Nevertheless, several issues come into play when it comes to making a precise measurement of the photoconductive gain of a single nanowire. An important issue is the good quality of the injecting contacts on the nanowire and the reproducibility of its characteristics. Current–voltage (I–V) measurements of biased nanowires [15] and local surface potential mapping using KPFM [16–26] are generally used in order to characterize the contacted nanowires. In this paper, we present the electrical characterization results of ZnO nanowires obtained by MOCVD and contacted by Ti/Au pads using e-beam lithography [27].

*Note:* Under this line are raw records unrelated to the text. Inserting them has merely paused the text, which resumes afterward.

PR #10377, opened 2019-06-25
Fixes lp#1564168: Secrets can be shown in json and yaml - warn in tabular.

anastasiamac:
## Description of change

When listing credentials, users may ask to see secrets (if they have access to them). However, secrets could be very big and, thus, are not suitable for a tabular output.

This has always been the case, this PR just makes this very explicit by mentioning this fact in command help, --show-secrets option help output as well as informing the user when an option is used with a tabular output.

## QA steps

1. list credentials with --show-credential in tabular format should inform user that "secrets are not shown in tabular format"

## Bug reference

https://bugs.launchpad.net/juju/+bug/1564168

### DIFF
--- a/cmd/juju/cloud/listcredentials.go
+++ b/cmd/juju/cloud/listcredentials.go
@@ -34,7 +34,7 @@ Note that there can be multiple sets of credentials and, thus, multiple
 names.
 
 Actual authentication material is exposed with the '--show-secrets' 
-option.
+option in json or yaml formats. Secrets are not shown in tabular format.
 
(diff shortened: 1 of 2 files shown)


anastasiamac:
['credentials' show-secrets does not show secrets in tabular format](https://trello.com/c/x2WSRa1q/835-credentials-show-secrets-does-not-show-secrets-in-tabular-format)

anastasiamac:
$$merge$$

anastasiamac:
$$merge$$

PR #10386, opened 2019-06-26
add generation.Abort() to state

hmlanigan:
## Description of change

The first piece of adding the juju abort command for branches to juju: implement generation.Abort(username) in state and add related tests.  Only check that no 
units have been assigned to the branch before aborting.  Checking on charm 
upgrades is a TODO for now as the feature will go on ice after config part is 
implemented.

## QA steps

Abort is not called yet, so no impact to current operations should be felt.  Unit tests
should pass.


hmlanigan:
$$merge$$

The ZnO nanowires are epitaxially grown on A-plane sapphire substrates by metalorganic chemical vapor deposition in a horizontal reactor operating at a reduced pressure of 65 mbar. The substrate holder (graphite covered with SiC) can be heated up to 1000 ° C using RF induction. The reactor walls are not cooled. Diethylzinc (DEZn) and nitrous oxide (N₂O) with partial pressures of 9.1×10⁻³ mbar and 8.6 mbar were respectively used as zinc and oxygen sources. The carrier gas was helium. The ZnO nanostructures, consisting of nanowires emerging on the top of hexagonal pyramids, were grown at a temperature of 875 ° C using an oxygen/zinc molar ratio of 940, in order to ensure the formation of vertically aligned nanowires with high aspect ratio. The densely packed vertical ZnO nanowires were then sonicated in an ethanol solution in order to remove them from the initial substrate. Single nanowires are obtained by drop-casting the resulting solution on a silicon substrate with a top SiO₂ insulating layer of 400 nm (estimated by ellipsometry measurements). Electrical contacts on single nanowires were obtained using a lift-off technique based on e-beam lithography on PMMA resist. Using a mechanical indenter, an alignment grid is drawn on the surface to perform the lithography in a single step. More details on the fabrication process can be found in [27]. The photoluminescence spectra of single nanowires are first measured using a microphotoluminescence setup in order to select good quality ZnO nanowires. The selected ones were the ones presenting high photoluminescence intensity and good waveguiding effect along the nanowire, thus ensuring a fairly good structural NW. The indenter marks are then used as alignment marks for the e-beam lithography which will define the contact pads for the nanostructures (figure 1(b)). We finally evaporated 30 nm of titanium and 300 nm of gold on the substrate followed by the lift-off procedure.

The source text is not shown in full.